Ibaraki`s Rolling Fields of Buckwheat ( 蕎麦畑) Almost Ready For Harvesting
“Snow”, I thought amazedly, as still half-asleep and bleary eyed, I gazed out the window of the farmhouse in Ibararaki Prefecture`s hilly North-West, to which I had arrived late the night before. Squinting with disbelief ( it was early October), my eyes slowly began to find their focus, and my mind snapped into a slightly higher state of alertness. I then realized that the WHITE which stretched out before me was not an extremely early winterscape, but a carpet of flowers, rolling with the wind, all the way to the horizon. It was the prefectures now highly regarded ( ranked no.1 by some) autumn buckwheat ( Hitachi aki soba, 常陸秋蕎麦 ), a variety first developed only in 1978, which would be ready for harvest within a couple of weeks. In Tsukuba, I had seen plenty of little SOBA (buckwheat) fields, here and there, but certainly nothing on this scale. I quickly washed up and went out for a closer inspection.

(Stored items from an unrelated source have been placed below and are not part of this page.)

PR #1079, opened 2025-07-17
Support identifier chars after params in path-to-regexp@6.3.0

### LINKED ISSUE #1073: `{scale}x` within path is breaking `oav`

mikeharder:
- fixes #1073

### DIFF
--- a/ChangeLog.md
+++ b/ChangeLog.md
@@ -1,5 +1,9 @@
 # Change Log - oav
 
+## 07/17/2025 3.6.3
+
+- Follow up on 3.6.1 dealing with edge-cases broken by security fixes in `path-to-regexp@6.3.0`. `oav` now properly handles identifier characters immediately following a parameter - EG `{param1}x{param2}`.
+
 ## 6/19/2025 3.6.2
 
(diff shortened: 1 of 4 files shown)


mikeharder:
@scbedd: Good enough, or should we add tests?

scbedd (approved):
Good enough. Let's get this out. When we move `oav` or actually invest in it we'll begin adding true unit tests.

scbedd:
~~Ah but we need to bump the package and changelog.~~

Before reaching the edge of the fields, I was quite overwhelmed by the powerful musk which these flowers gave off ( in fact, I first thought it was manure), and I was actually feeling dizzy. Crouching down to get a good look at the plants, I saw heart-shaped leaves and dozens of flowers on each stalk ( in fact hundreds bloom on each stalk over the growing season). When most of these blossoms s start to give way to seeds ( which contain the part of buckwheat which we eat), it is time for harvesting. This is about 75 days after planting.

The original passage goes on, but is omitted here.